Assignment:
Beginning with the first line, please repeat the entries exactly and end on the line that contains "preview feature from".

Information supplied:
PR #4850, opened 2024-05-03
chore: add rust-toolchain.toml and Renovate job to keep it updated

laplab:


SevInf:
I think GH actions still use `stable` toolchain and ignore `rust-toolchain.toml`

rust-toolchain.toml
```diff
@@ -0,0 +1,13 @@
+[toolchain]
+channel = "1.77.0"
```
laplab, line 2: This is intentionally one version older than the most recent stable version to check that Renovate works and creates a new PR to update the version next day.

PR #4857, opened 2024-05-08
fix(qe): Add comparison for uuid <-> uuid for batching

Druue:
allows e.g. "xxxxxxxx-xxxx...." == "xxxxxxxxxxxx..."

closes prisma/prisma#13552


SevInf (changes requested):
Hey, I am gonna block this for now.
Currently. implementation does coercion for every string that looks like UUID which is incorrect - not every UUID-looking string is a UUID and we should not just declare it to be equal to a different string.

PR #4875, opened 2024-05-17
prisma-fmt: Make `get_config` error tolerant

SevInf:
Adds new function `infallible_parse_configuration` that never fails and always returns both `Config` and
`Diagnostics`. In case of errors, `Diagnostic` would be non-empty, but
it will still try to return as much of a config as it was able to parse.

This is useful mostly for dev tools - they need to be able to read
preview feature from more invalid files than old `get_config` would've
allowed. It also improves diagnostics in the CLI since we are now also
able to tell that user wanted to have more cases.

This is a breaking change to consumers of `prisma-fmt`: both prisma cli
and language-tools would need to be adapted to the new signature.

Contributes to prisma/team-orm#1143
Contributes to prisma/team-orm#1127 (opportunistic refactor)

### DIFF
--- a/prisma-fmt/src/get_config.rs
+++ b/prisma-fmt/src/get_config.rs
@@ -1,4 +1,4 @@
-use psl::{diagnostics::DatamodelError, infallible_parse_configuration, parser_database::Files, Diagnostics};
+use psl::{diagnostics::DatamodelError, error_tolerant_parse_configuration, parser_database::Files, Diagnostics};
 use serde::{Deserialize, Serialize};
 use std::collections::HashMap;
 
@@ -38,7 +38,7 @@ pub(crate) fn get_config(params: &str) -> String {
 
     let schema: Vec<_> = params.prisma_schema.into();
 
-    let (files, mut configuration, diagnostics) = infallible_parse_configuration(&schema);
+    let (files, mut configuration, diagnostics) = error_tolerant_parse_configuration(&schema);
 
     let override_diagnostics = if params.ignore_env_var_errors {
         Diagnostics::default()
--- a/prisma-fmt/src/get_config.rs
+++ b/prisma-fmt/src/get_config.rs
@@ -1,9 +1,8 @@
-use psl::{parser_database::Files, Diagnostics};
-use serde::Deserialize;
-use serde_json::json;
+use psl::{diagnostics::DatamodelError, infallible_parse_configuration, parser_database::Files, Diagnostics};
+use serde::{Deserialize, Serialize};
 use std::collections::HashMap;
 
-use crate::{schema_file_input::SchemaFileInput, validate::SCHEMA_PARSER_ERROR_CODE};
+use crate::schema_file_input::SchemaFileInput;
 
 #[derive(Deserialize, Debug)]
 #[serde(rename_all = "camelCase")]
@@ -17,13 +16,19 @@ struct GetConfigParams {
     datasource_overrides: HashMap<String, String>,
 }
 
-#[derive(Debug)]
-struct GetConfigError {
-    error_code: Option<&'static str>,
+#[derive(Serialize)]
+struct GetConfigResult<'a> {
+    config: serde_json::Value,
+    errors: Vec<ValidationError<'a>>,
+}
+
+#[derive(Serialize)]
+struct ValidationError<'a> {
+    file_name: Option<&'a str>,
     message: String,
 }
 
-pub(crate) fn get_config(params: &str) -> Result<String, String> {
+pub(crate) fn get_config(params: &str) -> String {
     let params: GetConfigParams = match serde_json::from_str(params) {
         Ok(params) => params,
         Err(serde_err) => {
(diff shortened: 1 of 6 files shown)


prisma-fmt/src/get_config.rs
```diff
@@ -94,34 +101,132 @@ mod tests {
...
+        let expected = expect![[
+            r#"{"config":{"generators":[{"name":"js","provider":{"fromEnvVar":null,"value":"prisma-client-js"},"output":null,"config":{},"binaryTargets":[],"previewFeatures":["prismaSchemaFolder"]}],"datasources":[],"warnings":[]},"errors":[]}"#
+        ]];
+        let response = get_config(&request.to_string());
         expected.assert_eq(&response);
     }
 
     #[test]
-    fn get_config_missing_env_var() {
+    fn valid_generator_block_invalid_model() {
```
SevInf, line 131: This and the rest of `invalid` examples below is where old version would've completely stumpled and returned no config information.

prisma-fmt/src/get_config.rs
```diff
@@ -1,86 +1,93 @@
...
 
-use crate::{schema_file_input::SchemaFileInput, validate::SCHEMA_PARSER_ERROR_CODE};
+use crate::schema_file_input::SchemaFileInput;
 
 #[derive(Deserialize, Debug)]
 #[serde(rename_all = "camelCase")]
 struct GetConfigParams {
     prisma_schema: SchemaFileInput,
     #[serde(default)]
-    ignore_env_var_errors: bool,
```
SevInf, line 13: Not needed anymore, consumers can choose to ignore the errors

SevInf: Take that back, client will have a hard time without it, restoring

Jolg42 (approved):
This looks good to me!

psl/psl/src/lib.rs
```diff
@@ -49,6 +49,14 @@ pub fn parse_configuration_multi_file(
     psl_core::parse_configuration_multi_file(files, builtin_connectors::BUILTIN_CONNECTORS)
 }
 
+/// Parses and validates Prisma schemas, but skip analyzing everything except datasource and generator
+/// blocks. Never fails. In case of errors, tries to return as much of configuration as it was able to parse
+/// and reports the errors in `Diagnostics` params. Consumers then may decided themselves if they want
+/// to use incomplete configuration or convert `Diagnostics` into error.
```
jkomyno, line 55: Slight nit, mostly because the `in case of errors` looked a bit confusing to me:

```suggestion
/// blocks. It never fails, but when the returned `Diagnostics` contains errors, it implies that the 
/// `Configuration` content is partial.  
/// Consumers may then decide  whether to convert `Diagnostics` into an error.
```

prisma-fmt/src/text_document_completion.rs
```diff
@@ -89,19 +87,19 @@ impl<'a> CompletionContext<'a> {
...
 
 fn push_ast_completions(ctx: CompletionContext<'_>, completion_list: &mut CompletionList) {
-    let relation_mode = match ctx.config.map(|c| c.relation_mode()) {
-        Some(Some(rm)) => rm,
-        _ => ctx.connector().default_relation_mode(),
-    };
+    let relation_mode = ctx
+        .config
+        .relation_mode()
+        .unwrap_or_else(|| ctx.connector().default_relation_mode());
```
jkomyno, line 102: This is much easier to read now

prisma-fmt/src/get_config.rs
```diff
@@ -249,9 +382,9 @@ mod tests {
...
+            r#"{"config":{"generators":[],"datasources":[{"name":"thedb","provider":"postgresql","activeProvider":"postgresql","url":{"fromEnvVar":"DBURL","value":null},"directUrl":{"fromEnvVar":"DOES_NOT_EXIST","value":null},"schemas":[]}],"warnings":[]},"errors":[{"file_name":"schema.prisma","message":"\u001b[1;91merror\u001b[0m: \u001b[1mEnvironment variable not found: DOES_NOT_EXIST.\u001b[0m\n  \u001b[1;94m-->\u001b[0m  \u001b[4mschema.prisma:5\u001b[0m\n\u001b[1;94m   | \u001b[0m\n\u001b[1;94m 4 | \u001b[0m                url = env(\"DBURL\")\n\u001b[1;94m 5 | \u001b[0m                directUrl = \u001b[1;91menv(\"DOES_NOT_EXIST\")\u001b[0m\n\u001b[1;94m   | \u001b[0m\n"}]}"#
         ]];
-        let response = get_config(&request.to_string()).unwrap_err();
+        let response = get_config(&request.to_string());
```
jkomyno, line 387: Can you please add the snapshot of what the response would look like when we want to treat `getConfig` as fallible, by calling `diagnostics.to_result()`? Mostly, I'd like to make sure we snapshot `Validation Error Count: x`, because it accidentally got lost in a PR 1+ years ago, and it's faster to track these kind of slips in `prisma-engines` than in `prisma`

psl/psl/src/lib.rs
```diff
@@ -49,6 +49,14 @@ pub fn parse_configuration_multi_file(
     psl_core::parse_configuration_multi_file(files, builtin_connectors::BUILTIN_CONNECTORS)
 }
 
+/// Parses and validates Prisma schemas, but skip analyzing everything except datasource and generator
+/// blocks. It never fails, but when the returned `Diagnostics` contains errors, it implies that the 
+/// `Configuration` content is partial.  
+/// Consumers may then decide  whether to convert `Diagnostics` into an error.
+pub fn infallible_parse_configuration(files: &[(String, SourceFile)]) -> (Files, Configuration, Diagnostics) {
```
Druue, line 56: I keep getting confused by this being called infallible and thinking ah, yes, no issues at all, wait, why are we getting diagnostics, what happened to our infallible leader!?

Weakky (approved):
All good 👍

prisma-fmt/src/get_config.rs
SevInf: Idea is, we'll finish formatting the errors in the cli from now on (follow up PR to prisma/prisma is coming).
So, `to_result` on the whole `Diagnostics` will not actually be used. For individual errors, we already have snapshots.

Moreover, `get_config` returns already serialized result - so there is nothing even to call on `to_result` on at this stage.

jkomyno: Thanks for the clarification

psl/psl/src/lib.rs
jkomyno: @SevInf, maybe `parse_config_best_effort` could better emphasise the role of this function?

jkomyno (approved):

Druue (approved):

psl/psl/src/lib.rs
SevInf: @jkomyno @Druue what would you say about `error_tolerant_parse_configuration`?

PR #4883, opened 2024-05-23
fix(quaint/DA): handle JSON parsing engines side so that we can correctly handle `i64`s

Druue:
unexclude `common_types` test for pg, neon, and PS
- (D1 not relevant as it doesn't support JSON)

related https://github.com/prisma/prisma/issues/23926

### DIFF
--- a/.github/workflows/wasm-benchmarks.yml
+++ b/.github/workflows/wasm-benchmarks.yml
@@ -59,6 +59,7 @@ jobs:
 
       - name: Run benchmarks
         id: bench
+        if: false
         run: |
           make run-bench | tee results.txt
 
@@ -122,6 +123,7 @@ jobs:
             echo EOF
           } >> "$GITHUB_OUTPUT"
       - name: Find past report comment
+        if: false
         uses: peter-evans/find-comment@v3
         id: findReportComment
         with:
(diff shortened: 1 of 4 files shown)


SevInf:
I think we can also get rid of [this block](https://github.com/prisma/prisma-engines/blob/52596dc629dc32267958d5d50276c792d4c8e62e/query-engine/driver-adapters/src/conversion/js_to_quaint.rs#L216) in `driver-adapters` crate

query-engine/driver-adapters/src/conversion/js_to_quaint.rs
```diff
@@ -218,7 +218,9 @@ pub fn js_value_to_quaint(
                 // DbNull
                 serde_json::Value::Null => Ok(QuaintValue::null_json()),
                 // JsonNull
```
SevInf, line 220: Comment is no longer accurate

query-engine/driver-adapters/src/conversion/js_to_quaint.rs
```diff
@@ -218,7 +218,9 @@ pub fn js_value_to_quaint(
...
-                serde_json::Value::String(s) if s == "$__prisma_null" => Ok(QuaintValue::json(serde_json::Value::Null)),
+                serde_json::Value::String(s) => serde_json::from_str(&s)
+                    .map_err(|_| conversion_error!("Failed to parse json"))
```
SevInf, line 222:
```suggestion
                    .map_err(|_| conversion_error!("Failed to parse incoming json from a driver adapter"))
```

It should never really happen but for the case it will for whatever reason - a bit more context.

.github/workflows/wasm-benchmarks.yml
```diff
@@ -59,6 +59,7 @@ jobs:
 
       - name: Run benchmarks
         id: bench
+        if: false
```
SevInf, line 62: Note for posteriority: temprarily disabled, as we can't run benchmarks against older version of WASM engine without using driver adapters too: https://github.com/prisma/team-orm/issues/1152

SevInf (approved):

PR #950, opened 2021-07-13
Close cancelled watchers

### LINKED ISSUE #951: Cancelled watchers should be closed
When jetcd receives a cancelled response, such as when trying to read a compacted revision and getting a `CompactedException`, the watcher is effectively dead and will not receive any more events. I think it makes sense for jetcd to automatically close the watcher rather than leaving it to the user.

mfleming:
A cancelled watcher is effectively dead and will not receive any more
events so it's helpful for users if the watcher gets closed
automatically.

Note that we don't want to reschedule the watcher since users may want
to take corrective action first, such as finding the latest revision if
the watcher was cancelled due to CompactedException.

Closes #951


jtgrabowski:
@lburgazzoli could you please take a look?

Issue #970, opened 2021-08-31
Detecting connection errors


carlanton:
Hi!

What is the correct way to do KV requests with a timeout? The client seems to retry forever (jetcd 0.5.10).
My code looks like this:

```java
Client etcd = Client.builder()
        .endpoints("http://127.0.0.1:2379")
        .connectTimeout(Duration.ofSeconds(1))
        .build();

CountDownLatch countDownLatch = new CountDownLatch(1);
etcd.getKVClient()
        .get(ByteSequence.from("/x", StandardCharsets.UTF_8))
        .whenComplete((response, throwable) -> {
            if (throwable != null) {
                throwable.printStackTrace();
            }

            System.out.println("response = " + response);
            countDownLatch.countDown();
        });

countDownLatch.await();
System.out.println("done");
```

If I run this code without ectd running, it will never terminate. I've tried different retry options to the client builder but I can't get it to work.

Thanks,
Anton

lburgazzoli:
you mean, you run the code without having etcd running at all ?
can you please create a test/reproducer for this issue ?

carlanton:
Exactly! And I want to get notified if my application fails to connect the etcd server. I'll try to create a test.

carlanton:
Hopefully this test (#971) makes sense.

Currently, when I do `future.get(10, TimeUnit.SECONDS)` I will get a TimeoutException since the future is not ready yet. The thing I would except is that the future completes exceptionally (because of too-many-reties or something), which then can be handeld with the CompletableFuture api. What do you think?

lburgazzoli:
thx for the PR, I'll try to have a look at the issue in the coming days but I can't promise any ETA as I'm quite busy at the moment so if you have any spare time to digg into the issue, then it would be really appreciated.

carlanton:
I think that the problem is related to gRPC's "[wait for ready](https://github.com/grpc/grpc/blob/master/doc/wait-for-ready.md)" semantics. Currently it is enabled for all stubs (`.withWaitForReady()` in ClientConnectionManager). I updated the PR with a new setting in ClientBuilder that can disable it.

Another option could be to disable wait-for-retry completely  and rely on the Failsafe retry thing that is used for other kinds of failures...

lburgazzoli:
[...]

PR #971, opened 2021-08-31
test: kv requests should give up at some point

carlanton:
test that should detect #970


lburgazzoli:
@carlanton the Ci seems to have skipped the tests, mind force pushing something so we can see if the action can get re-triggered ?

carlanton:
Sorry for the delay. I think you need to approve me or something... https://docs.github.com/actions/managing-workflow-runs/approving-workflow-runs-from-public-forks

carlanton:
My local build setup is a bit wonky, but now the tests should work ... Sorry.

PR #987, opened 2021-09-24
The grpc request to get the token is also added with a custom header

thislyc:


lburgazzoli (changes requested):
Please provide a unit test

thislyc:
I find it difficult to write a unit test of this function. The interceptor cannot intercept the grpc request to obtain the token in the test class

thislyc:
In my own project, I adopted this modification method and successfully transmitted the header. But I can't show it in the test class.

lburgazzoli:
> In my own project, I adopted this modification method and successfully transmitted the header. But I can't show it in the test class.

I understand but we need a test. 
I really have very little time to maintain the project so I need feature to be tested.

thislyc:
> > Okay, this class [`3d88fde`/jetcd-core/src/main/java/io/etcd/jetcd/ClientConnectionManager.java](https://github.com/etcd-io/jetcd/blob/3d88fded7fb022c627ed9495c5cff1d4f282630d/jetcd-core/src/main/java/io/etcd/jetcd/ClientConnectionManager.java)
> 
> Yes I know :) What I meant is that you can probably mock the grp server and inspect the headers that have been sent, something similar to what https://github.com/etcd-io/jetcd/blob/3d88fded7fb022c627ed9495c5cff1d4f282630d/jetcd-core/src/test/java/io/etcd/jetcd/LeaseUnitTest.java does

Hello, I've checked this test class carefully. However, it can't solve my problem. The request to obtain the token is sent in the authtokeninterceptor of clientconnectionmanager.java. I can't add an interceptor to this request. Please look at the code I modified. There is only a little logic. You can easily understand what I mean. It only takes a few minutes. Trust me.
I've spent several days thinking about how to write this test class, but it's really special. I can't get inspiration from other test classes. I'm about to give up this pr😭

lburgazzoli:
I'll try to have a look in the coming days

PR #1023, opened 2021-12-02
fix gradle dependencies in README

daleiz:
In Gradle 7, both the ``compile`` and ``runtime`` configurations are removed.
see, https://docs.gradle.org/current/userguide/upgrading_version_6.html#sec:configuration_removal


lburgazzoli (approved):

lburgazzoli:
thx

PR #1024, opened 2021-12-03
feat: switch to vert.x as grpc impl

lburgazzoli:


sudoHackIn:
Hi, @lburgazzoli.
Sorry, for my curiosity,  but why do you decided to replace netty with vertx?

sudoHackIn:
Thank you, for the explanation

Written response:
PR #4850, opened 2024-05-03
chore: add rust-toolchain.toml and Renovate job to keep it updated

laplab:


SevInf:
I think GH actions still use `stable` toolchain and ignore `rust-toolchain.toml`

rust-toolchain.toml
```diff
@@ -0,0 +1,13 @@
+[toolchain]
+channel = "1.77.0"
```
laplab, line 2: This is intentionally one version older than the most recent stable version to check that Renovate works and creates a new PR to update the version next day.

PR #4857, opened 2024-05-08
fix(qe): Add comparison for uuid <-> uuid for batching

Druue:
allows e.g. "xxxxxxxx-xxxx...." == "xxxxxxxxxxxx..."

closes prisma/prisma#13552


SevInf (changes requested):
Hey, I am gonna block this for now.
Currently. implementation does coercion for every string that looks like UUID which is incorrect - not every UUID-looking string is a UUID and we should not just declare it to be equal to a different string.

PR #4875, opened 2024-05-17
prisma-fmt: Make `get_config` error tolerant

SevInf:
Adds new function `infallible_parse_configuration` that never fails and always returns both `Config` and
`Diagnostics`. In case of errors, `Diagnostic` would be non-empty, but
it will still try to return as much of a config as it was able to parse.

This is useful mostly for dev tools - they need to be able to read
preview feature from more invalid files than old `get_config` would've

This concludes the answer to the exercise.